• Exercise requirements: Please return all of the material exactly, with no line missing.

• Collected material:
Issue #261, opened 2018-11-22
support named arguments/keywords in `JsProxy_Call`


oeway:
Python function calls support named arguments, but in JS there is no native named arguments. In ECMAScript 6, functions can take an object with default values:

• Written answer:
Issue #261, opened 2018-11-22
support named arguments/keywords in `JsProxy_Call`


oeway:
Python function calls support named arguments, but in JS there is no native named arguments. In ECMAScript 6, functions can take an object with default values:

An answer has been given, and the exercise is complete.